── Entries supplied ──
Issue #5277, opened 2026-08-21
[Bug] table-grouped template renders <tr> directly inside <table> — invalid DOM, and a hydration error for anyone who uses the template as a page


rubyycheung:
## Summary

The `table-grouped` page template renders `<TableRow>` as a direct child of
`<Table>`, with no `<TableBody>` between them. The emitted DOM is
`<table><tr>…`, which is invalid HTML. React's DOM nesting validation flags it
on every render:

```
In HTML, <tr> cannot be a child of <table>. Add a <tbody>, <thead> or <tfoot>
to your code to match the DOM tree generated by the browser.
This will cause a hydration error.

<table className="astryx-base-table …" style={{minWidth:"596px"}}>
  <colgroup>
  <TableRow role="button" tabIndex={0} …>
>   <tr role="button" tabIndex={0} className="astryx-table-row …">
```

It is the only one of the 31 page templates with this shape. Every other
template that renders a `Table` uses the data-driven `data={…}` API, where
`BaseTable` supplies the `<tbody>` itself.

## Why it matters more than a console warning

A page template is starter code — the documented use is to copy it into an app
as a page. In a Next.js App Router page that is server-rendered, and there the
warning becomes a real failure: the HTML parser applies implied-`<tbody>`
insertion when it parses the server's markup, so the client tree and the parsed
tree disagree and hydration mismatches. Anyone who adopts this template inherits
that, in their app, not in ours.

Even client-only, the DOM is invalid: rows created through `appendChild` are not
reparented, so the table ends up with `<tr>` children and no `<tbody>` at all.
Any CSS or query that targets `tbody` — a consumer's own, or a future one in
core — silently misses.

## Root cause

`Table`'s children mode used to wrap its children in a `<tbody>` for you.
#2097 changed that, and its own text records the old behaviour:

> Today, `children` is dumped into a single `<tbody>` — after this change,
> children can include `XDSTableHeader`, `XDSTableBody`, and `XDSTableFooter`
> for full structural control.

`BaseTable` now renders `{children ? children : <>…</>}`, so children go in
raw. That is the right API. But the template was written against the implicit
wrapper and was never migrated, and nothing caught it:

- No runtime or build-time diagnostic — `Table` accepts any children.
- The changelog entry for the feature (#2098, "Table structural children mode")
  reads as an addition; there is no note that children stopped being wrapped.
- `Table.doc.mjs` still describes the prop as *"Children mode: render
[...]

PR #5278, opened 2026-08-21
fix(cli): grouped-table template rendered rows outside a tbody

AKnassa:
The `table-grouped` page template rendered its rows straight into `<Table>`, with no `<TableBody>` between them. Rendered, that table comes out with a `<colgroup>` and **34 bare `<tr>` children and no `<tbody>` at all**.

`<table>` cannot contain a row directly. When a browser *parses* server-rendered markup it inserts an implied `<tbody>` the author never wrote; when React *renders* on the client it does not. The two trees disagree and the page hydration-mismatches — and because a page template is starter code people copy, that happens in their app, not ours. Client-only it is still wrong: nothing reparents the rows, so any CSS or query aimed at `tbody` silently misses.

Reported by @rubyycheung in #5277, with the root cause already traced.

## What changed

**The template.** Import `TableBody`, wrap the `groupKeys.map(...)`. Ignoring the reindentation that follows, it is nine lines. `TableBody` is the same element the data-driven `data={...}` path renders, so styling, dividers, and column widths are untouched.

**The docs that taught the shape.** This was not one site. `Table`'s children mode stopped wrapping children in a `<tbody>` in #2098, but the documentation still described the contract from before it:

- `children` read *"render TableRow/TableCell directly"*, naming neither the section components nor the fact that children go straight to the `<table>`.
- `TableRow`'s own `@example` showed a row sitting in `<Table>` with nothing around it. The template is written exactly like that example.
- `TableHeader`, `TableBody`, and `TableFooter` have been public exports since #2098 and had **no docs at all** — which is why nobody knew to reach for them. They were absent from `Table`'s component list and from the docsite.

Each now has a doc modelled on the existing sibling docs, `Table` lists them, and its `children` description, a new best practice, and `TableRow`'s example all name them.

**A guard, so it cannot come back.** Nothing in the repo read a table's JSX for structure: no runtime or build-time diagnostic, and the `@eslint-react` DOM rules are scoped to `packages/core/src` while the offending file was a CLI template. `@astryx/require-table-section` flags a row written as a direct child of a table instead of inside a section. It is the `<table>` counterpart of `no-raw-paragraph` — both guard an HTML content model the parser repairs and React does not. Wired repo-wide, error in both tiers, because the repo is clean.

`Table.test.tsx` held the last two instances: its children-mode tests passed rows with no section, pinning the invalid shape as supported. They now use `TableBody`, and new tests state the contract the docs never did.

## One thing worth a reviewer's eye

Adversarial edge-case testing of the new rule (last commit) found a false positive bad enough that it should not have shipped. `CallExpression` was in the walk's transparent set as a bare node-type check, so the walk stepped out of *any* call the way it steps out of a `.map()` callback — and a row handed to a function as an argument got blamed on the enclosing table:

```tsx
<Table>{React.createElement('tbody', null, <TableRow/>)}</Table>   // reported, though the row IS in a tbody
<Table>{buildGroupedBodies(groups, g => <TableRow key={g.id}/>)}</Table>   // the natural helper-extraction of this very template
```

An error-level rule with no autofix telling authors to wrap already-correct code. Transparency through a call is now position-aware: follow a chain off the result, step out of a callback only for `.map`/`.flatMap` (whose result is spliced into the position the call occupies), stay silent when the row is itself an argument. The same pass fixed five silences that hid real `<table><tr>` — a method chained after the map, a `return` one statement deeper in the callback, JSX spread children, and member-expression names like `Astryx.TableRow`.

## Test plan

- **Proved on the real artifact, not fixtures.** Rendering the actual shipped template at `upstream/main` gives `<table>` children `["COLGROUP","TR"×34]`; after the fix, `["COLGROUP","TBODY"]` with zero DOM-nesting errors on the console. The rule fires on the real `page.tsx` at exactly the two row sites before the fix.
- **Rule tests 21 → 49.** Every case added in the last commit was watched fail against the rule without its fix. Mutation testing drove the coverage: of 19 mutations of the rule, **17 are killed by the suite** — before hardening, 9 of 22 survived untouched, including every use of `BaseTable` and the fragment shorthand. The two survivors are a defensive type-check redundant with the lookup beside it, and a guard with no realistic distinguishing input.
- Full suite **11145 pass**, plus the two known macOS case-folding failures (`useMediaquery` vs `useMediaQuery`) that also fail on a clean `main` here.
- `check:repo`, `CI=true eslint .` (0 errors; the 54 warnings are pre-existing and none are in files this touches), core `typecheck` + `typecheck:docs`, cli `typecheck:template-docs` + `typecheck:strict`, docsite `generate` + **383/383** — all clean.

No screenshots: the change is DOM structure, and the before/after element lists above are the evidence a screenshot could not give.

## One open question for a maintainer

The issue also suggests a **dev-mode warning inside `Table`** when children mode gets a direct `TableRow`. That is a public runtime behaviour change on a core component, so it is deliberately **not** in this PR. If it is wanted, the house pattern is `useDevWarning('Table', ..., condition)` — precedents at `Field.tsx:221` and `Item.tsx:420` — and I am happy to add it here or in a follow-up.


cixzhang (approved):
Thanks — the docs half is what makes this stick. The template fix alone leaves the next person composing rows straight into `<Table>`; documenting the three section components is what stops it being re-authored.

Verified in Chromium on the real template: before, 34 `<tr>` direct children and React's own "cannot be a child of `<table>`" hydration error; after, one `<tbody>` with all 34 rows and a clean console. Frames at 1280 and 600 are byte-identical, so no visual change. The rule fires 6 times on main across 4,023 files with no false positives — 2 are the reported bug, 4 are test fixtures that pinned the invalid shape — and all 6 are fixed here.

Merging. One nit: `fix(cli)` under-states an `@astryxdesign/core` patch.

[Reviewed by Robohands]

cixzhang:
Merged `main` in for you — `eslint-plugin-astryx/index.js` conflicted where both sides added a rule; kept both, and `require-table-section` is registered and enabled in both configs. Its 49 tests and all 493 Table tests pass locally. Armed auto-merge.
───
Your goal
Write all the entries again precisely as they were given.

Finished task
Issue #5277, opened 2026-08-21
[Bug] table-grouped template renders <tr> directly inside <table> — invalid DOM, and a hydration error for anyone who uses the template as a page


rubyycheung:
## Summary

The `table-grouped` page template renders `<TableRow>` as a direct child of
`<Table>`, with no `<TableBody>` between them. The emitted DOM is
`<table><tr>…`, which is invalid HTML. React's DOM nesting validation flags it
on every render:

```
In HTML, <tr> cannot be a child of <table>. Add a <tbody>, <thead> or <tfoot>
to your code to match the DOM tree generated by the browser.
This will cause a hydration error.

<table className="astryx-base-table …" style={{minWidth:"596px"}}>
  <colgroup>
  <TableRow role="button" tabIndex={0} …>
>   <tr role="button" tabIndex={0} className="astryx-table-row …">
```

It is the only one of the 31 page templates with this shape. Every other
template that renders a `Table` uses the data-driven `data={…}` API, where
`BaseTable` supplies the `<tbody>` itself.

## Why it matters more than a console warning

A page template is starter code — the documented use is to copy it into an app
as a page. In a Next.js App Router page that is server-rendered, and there the
warning becomes a real failure: the HTML parser applies implied-`<tbody>`
insertion when it parses the server's markup, so the client tree and the parsed
tree disagree and hydration mismatches. Anyone who adopts this template inherits
that, in their app, not in ours.

Even client-only, the DOM is invalid: rows created through `appendChild` are not
reparented, so the table ends up with `<tr>` children and no `<tbody>` at all.
Any CSS or query that targets `tbody` — a consumer's own, or a future one in
core — silently misses.

## Root cause

`Table`'s children mode used to wrap its children in a `<tbody>` for you.
#2097 changed that, and its own text records the old behaviour:

> Today, `children` is dumped into a single `<tbody>` — after this change,
> children can include `XDSTableHeader`, `XDSTableBody`, and `XDSTableFooter`
> for full structural control.

`BaseTable` now renders `{children ? children : <>…</>}`, so children go in
raw. That is the right API. But the template was written against the implicit
wrapper and was never migrated, and nothing caught it:

- No runtime or build-time diagnostic — `Table` accepts any children.
- The changelog entry for the feature (#2098, "Table structural children mode")
  reads as an addition; there is no note that children stopped being wrapped.
- `Table.doc.mjs` still describes the prop as *"Children mode: render
[...]

PR #5278, opened 2026-08-21
fix(cli): grouped-table template rendered rows outside a tbody

AKnassa:
The `table-grouped` page template rendered its rows straight into `<Table>`, with no `<TableBody>` between them. Rendered, that table comes out with a `<colgroup>` and **34 bare `<tr>` children and no `<tbody>` at all**.

`<table>` cannot contain a row directly. When a browser *parses* server-rendered markup it inserts an implied `<tbody>` the author never wrote; when React *renders* on the client it does not. The two trees disagree and the page hydration-mismatches — and because a page template is starter code people copy, that happens in their app, not ours. Client-only it is still wrong: nothing reparents the rows, so any CSS or query aimed at `tbody` silently misses.

Reported by @rubyycheung in #5277, with the root cause already traced.

## What changed

**The template.** Import `TableBody`, wrap the `groupKeys.map(...)`. Ignoring the reindentation that follows, it is nine lines. `TableBody` is the same element the data-driven `data={...}` path renders, so styling, dividers, and column widths are untouched.

**The docs that taught the shape.** This was not one site. `Table`'s children mode stopped wrapping children in a `<tbody>` in #2098, but the documentation still described the contract from before it:

- `children` read *"render TableRow/TableCell directly"*, naming neither the section components nor the fact that children go straight to the `<table>`.
- `TableRow`'s own `@example` showed a row sitting in `<Table>` with nothing around it. The template is written exactly like that example.
- `TableHeader`, `TableBody`, and `TableFooter` have been public exports since #2098 and had **no docs at all** — which is why nobody knew to reach for them. They were absent from `Table`'s component list and from the docsite.

Each now has a doc modelled on the existing sibling docs, `Table` lists them, and its `children` description, a new best practice, and `TableRow`'s example all name them.

**A guard, so it cannot come back.** Nothing in the repo read a table's JSX for structure: no runtime or build-time diagnostic, and the `@eslint-react` DOM rules are scoped to `packages/core/src` while the offending file was a CLI template. `@astryx/require-table-section` flags a row written as a direct child of a table instead of inside a section. It is the `<table>` counterpart of `no-raw-paragraph` — both guard an HTML content model the parser repairs and React does not. Wired repo-wide, error in both tiers, because the repo is clean.

`Table.test.tsx` held the last two instances: its children-mode tests passed rows with no section, pinning the invalid shape as supported. They now use `TableBody`, and new tests state the contract the docs never did.

## One thing worth a reviewer's eye

Adversarial edge-case testing of the new rule (last commit) found a false positive bad enough that it should not have shipped. `CallExpression` was in the walk's transparent set as a bare node-type check, so the walk stepped out of *any* call the way it steps out of a `.map()` callback — and a row handed to a function as an argument got blamed on the enclosing table:

```tsx
<Table>{React.createElement('tbody', null, <TableRow/>)}</Table>   // reported, though the row IS in a tbody
<Table>{buildGroupedBodies(groups, g => <TableRow key={g.id}/>)}</Table>   // the natural helper-extraction of this very template
```

An error-level rule with no autofix telling authors to wrap already-correct code. Transparency through a call is now position-aware: follow a chain off the result, step out of a callback only for `.map`/`.flatMap` (whose result is spliced into the position the call occupies), stay silent when the row is itself an argument. The same pass fixed five silences that hid real `<table><tr>` — a method chained after the map, a `return` one statement deeper in the callback, JSX spread children, and member-expression names like `Astryx.TableRow`.

## Test plan

- **Proved on the real artifact, not fixtures.** Rendering the actual shipped template at `upstream/main` gives `<table>` children `["COLGROUP","TR"×34]`; after the fix, `["COLGROUP","TBODY"]` with zero DOM-nesting errors on the console. The rule fires on the real `page.tsx` at exactly the two row sites before the fix.
- **Rule tests 21 → 49.** Every case added in the last commit was watched fail against the rule without its fix. Mutation testing drove the coverage: of 19 mutations of the rule, **17 are killed by the suite** — before hardening, 9 of 22 survived untouched, including every use of `BaseTable` and the fragment shorthand. The two survivors are a defensive type-check redundant with the lookup beside it, and a guard with no realistic distinguishing input.
- Full suite **11145 pass**, plus the two known macOS case-folding failures (`useMediaquery` vs `useMediaQuery`) that also fail on a clean `main` here.
- `check:repo`, `CI=true eslint .` (0 errors; the 54 warnings are pre-existing and none are in files this touches), core `typecheck` + `typecheck:docs`, cli `typecheck:template-docs` + `typecheck:strict`, docsite `generate` + **383/383** — all clean.

No screenshots: the change is DOM structure, and the before/after element lists above are the evidence a screenshot could not give.

## One open question for a maintainer

The issue also suggests a **dev-mode warning inside `Table`** when children mode gets a direct `TableRow`. That is a public runtime behaviour change on a core component, so it is deliberately **not** in this PR. If it is wanted, the house pattern is `useDevWarning('Table', ..., condition)` — precedents at `Field.tsx:221` and `Item.tsx:420` — and I am happy to add it here or in a follow-up.


cixzhang (approved):
Thanks — the docs half is what makes this stick. The template fix alone leaves the next person composing rows straight into `<Table>`; documenting the three section components is what stops it being re-authored.

Verified in Chromium on the real template: before, 34 `<tr>` direct children and React's own "cannot be a child of `<table>`" hydration error; after, one `<tbody>` with all 34 rows and a clean console. Frames at 1280 and 600 are byte-identical, so no visual change. The rule fires 6 times on main across 4,023 files with no false positives — 2 are the reported bug, 4 are test fixtures that pinned the invalid shape — and all 6 are fixed here.

Merging. One nit: `fix(cli)` under-states an `@astryxdesign/core` patch.

[Reviewed by Robohands]

cixzhang:
Merged `main` in for you — `eslint-plugin-astryx/index.js` conflicted where both sides added a rule; kept both, and `require-table-section` is registered and enabled in both configs. Its 49 tests and all 493 Table tests pass locally. Armed auto-merge.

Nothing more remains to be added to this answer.